Moreover, even if the district court did rely on an unsupported fact, which we
doubt, Archambault has not shown that doing so affected her substantial rights. See
United States v. Kent, 531 F.3d 642, 655–56 (8th Cir. 2008) (“In order to affect
substantial rights, the error must have been prejudicial. An error is prejudicial if the
defendant shows a reasonable probability that, but for the error claimed, the result of
the proceeding would have been different.” (cleaned up)). The district court properly
relied on uncontested record evidence when it rejected Archambault’s request for a
sentence that prioritized treatment over imprisonment. The court explained that
Archambault “has a lengthy substance abuse history and continues to abuse
controlled substances,” and “[t]here is no indication that she has changed her criminal
history or social networks.” The court also noted its concern that Archambault had
begun using methamphetamine “almost immediately” after being released, and that
this was Archambault’s second revocation. Given these facts, there is no reasonable
probability the district court would have imposed a shorter sentence.

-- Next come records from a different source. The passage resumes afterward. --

PR #327, opened 2020-09-22
L0 refactor

mxz297:
This PR refactors Level0 support to work with Intel OneAPI Beta 9 or newer. Older versions of OneAPI is no longer supported. 

We also used function override to intercept Level0's public API as previous tracing support in Level0 is now marked as experimental and will be removed in the future.

I have rebased this PR upon the latest LD_AUDIT commits and tested it with DPC++ samples.

### DIFF
--- a/src/tool/hpcrun/gpu/level0/level0-command-list-context-map.c
+++ b/src/tool/hpcrun/gpu/level0/level0-command-list-context-map.c
@@ -67,6 +67,10 @@
 // local data
 //******************************************************************************
 
+// TODO:
+// Replace mutual exclusion with more efficient
+// data structures.
+
 static level0_handle_map_entry_t *commandlist_context_map_root = NULL;
 
 static level0_handle_map_entry_t *commandlist_context_free_list = NULL;
--- a/src/tool/hpcrun/gpu/level0/level0-command-list-context-map.c
+++ b/src/tool/hpcrun/gpu/level0/level0-command-list-context-map.c
@@ -41,83 +41,91 @@
 //
 // ******************************************************* EndRiceCopyright *
 
-
-#ifndef level0_commandlist_map_h
-#define level0_commandlist_map_h
-
 //*****************************************************************************
 // system includes
 //*****************************************************************************
 
-#include <stdint.h>
+#include <assert.h>
+#include <string.h>
 
 //*****************************************************************************
 // local includes
 //*****************************************************************************
 
+#include "level0-command-list-context-map.h"
+#include "lib/prof-lean/spinlock.h"
 
-#include <level_zero/ze_api.h>
-#include <level_zero/zet_api.h>
-#include "level0-handle-map.h"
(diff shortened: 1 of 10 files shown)


src/tool/hpcrun/sample-sources/level0.c
```diff
@@ -195,8 +196,11 @@ METHOD_FN(finalize_event_list)
     monitor_real_exit(-1);
   }
 #endif
-
   level0_init();
+
+  // Init records
+  gpu_trace_init();
```
jmellorcrummey, line 202: shouldn't this only be done if tracing is enabled? is that handled inside the gpu tracing code?

src/tool/hpcrun/gpu/level0/level0-command-list-context-map.c
```diff
@@ -0,0 +1,131 @@
...
+static level0_handle_map_entry_t *commandlist_context_free_list = NULL;
+
+static spinlock_t commandlist_context_map_lock = SPINLOCK_UNLOCKED;
+
+//*****************************************************************************
+// interface operations
+//*****************************************************************************
+
+ze_context_handle_t
+level0_commandlist_context_map_lookup
```
jmellorcrummey, line 81: having this use mutual exclusion seems OK for now. I think it  should be marked with a FIXME to reconsider mutual exclusion at a later time.

jmellorcrummey (changes requested):
Consider whether tracing initialization should always be invoked, even if tracing is turned off.

Mark the command list map with a FIXME to reconsider mutual exclusion at a later time.

src/tool/hpcrun/sample-sources/level0.c
mxz297: After a further look, I am not sure... 

`gpu_trace_init` is also always called for nvidia code:

https://github.com/HPCToolkit/hpctoolkit/blob/develop/src/tool/hpcrun/sample-sources/nvidia.c#L272

And the implementation of `gpu_trace_init` does not seem to examine the command line argument for tracing.

src/tool/hpcrun/gpu/level0/level0-command-list-context-map.c
mxz297: Added TODO comments.

src/tool/hpcrun/sample-sources/level0.c
jmellorcrummey: I read the code. It simply initializes variables used to coordinate any tracing that may occur. Performing this initialization is harmless. I approve.

jmellorcrummey:
Do you want this squashed and merged, or is there merit to keeping the commits separate so that the gotcha code can be revived if we later decide we want to use that wrapping strategy?

mxz297:
Squashing is fine as I realized that I forgot to check-in the gotcha implementation, which were removed anyway...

Archambault also argues that the district court imposed a substantively
unreasonable sentence. See United States v. Feemster, 572 F.3d 455, 461 (8th Cir.
2009) (en banc) (noting that one way a district court abuses its discretion is by giving
significant weight to an improper or irrelevant factor). But as discussed above, the
district court did not give undue weight to an improper factor; and it adequately
considered Archambault’s request for a lower sentence.
The judgment of the district court is affirmed.